Beberapa lampu pun redup sudah malas untuk hidup. Ada yang berkedip-kedip tak jelas. Seolah enggan hidup pun enggan mati.
“Hoiiii…..”
Sekali lagi kuteriakkan panggilan itu pada siapa pun. Yang jelas aku ingin segera bertemu manusia lain. Dalam keadaan frustasi, menyerah dengan keadaan serba penuh teka-teki ini. Aku mendadak lemas dan tersungkur di atas dedaunan kering. Terlentang memandang langit yang tanpa bintang itu.
Tiba-tiba saja tanah lapang itu bergetar. Daun-daun kering itu bergerak. Menimbulkan suara kresek, kresek, kresek. Gempa pikirku. Bukan, ini bukan gempa. Sepertinya gedung-gedung tinggi yang kulewati tadi tak bergerak. Aneh. Kalau ini gempa pasti gedung-gedung yang rapuh itu akan roboh. Getaran tanah lapang ini semakin kencang. Perlahan muncul ranting kayu dari tanah lapang itu.

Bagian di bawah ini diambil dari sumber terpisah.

PR #520, opened 2026-06-24
feat(ev): make Mgmt/Connection writable with auto-set from EVCS device instance

dirkjanfaber:
- Add Mgmt/Connection as writable ~~integer~~ string (second commit) path for virtual EV device
- Auto-set value from EVCS device instance when AtSite is selected
- Guard config block on ev_evcs_device_instance presence
- Extract hasEvcsInstance helper to reduce duplication

These changes are needed to allow the charging of the virtually attached EV to be controllable via Dynamic ESS.


src/nodes/victron-virtual-functions.js
```diff
@@ -971,6 +971,28 @@ function renderDropdownLabels (context) {
...
+  return fetch(url)
+    .then(response => response.json())
+    .then(data => {
+      const result = []
+      for (const service in data) {
+        if (service.indexOf('com.victronenergy.evcharger') === 0) {
+          const paths = data[service]
+          const deviceInstance = paths['/DeviceInstance'] != null
+            ? paths['/DeviceInstance']
+            : parseInt(service.split('/')[1], 10)
```
Chris927, line 985: second parameter `10` is the default, can be removed.

src/nodes/victron-virtual/device-type/ev.js
```diff
@@ -70,6 +73,10 @@ function onPropertiesChanged ({ changes, instance }) {
     changes['LastUpdated/Charging'] = now
   }
 
+  if ('AtSite' in changes && hasEvcsInstance(config)) {
```
Chris927: Should there also be `... && changes['Mgmt/Connection'] === undefined` in the condition? Otherwise, `Mgmt/Connection` would not be writable if `hasEvcsInstance(config)` is true, I believe. But maybe that's the intention?

Chris927 (changes requested):
I've got one concern about `Mgmt/Connection` being writable, see below. Looks good otherwise.

Chris927 (approved):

Warnanyanya gelap. Legam tampak seperti kuliat manusia yang terbakar. Aneh pohon ini muncul dengan mata yang merah. Seperti haus darah. Pohon-pohon menatapku penuh amarah. Mirip pasukan zombi dalam film-film. Aku takut, aku arus berlari. Sepertinya mereka menuntut dendam.
Sial kakiku tersangkut ranting. Ah, bukan tersangkut. Ini namanya tertangkap. Kukerahkan sekuat tenagaku untuk lepas darinya. Dan satu-satunya keinginanku adalah lari menyelamatkan diri.
“Kamu tahu kenapa aku diam saja mendengar ceritamu?” Kiri memberi pertanyaan yang kurasa aneh. Gelagatnya yang penuh humor pun kini redup. Seperti canggung mengungkapkan sesuatu.
“Aku tahu kamu tak bisa lari dari pohon-pohon itu”
“Haaa”
“Iya, kamu gagal lepas dari cengkeraman ranting-ranting yang penuh amarah itu.”
“Kamu bisa tahu?”
“Aku juga mengalami mimpi yang sama Drun.” Sambil memegang pundakku ia memberi isyarat meninggalkan sungai.
Kami berdua menyusuri kota dan berhenti di sebuah terminal bus. Suara bising kendaraan yang tak hanya bus itu memekikkan telinga kami. Kernet-kernet mencoba merayu para penumpangnya. Ibu-ibu sedang sibuk dengan banyak barang belanjaannya. Para perantau membawa koper yang penuh sesak entah apa isinya.
“Lihatlah Drun” Kiri mengarahkan telunjuknya ke sebuah hutan kota. “AKAN DIBANGUN SUPERMARKET DI SINI !!!”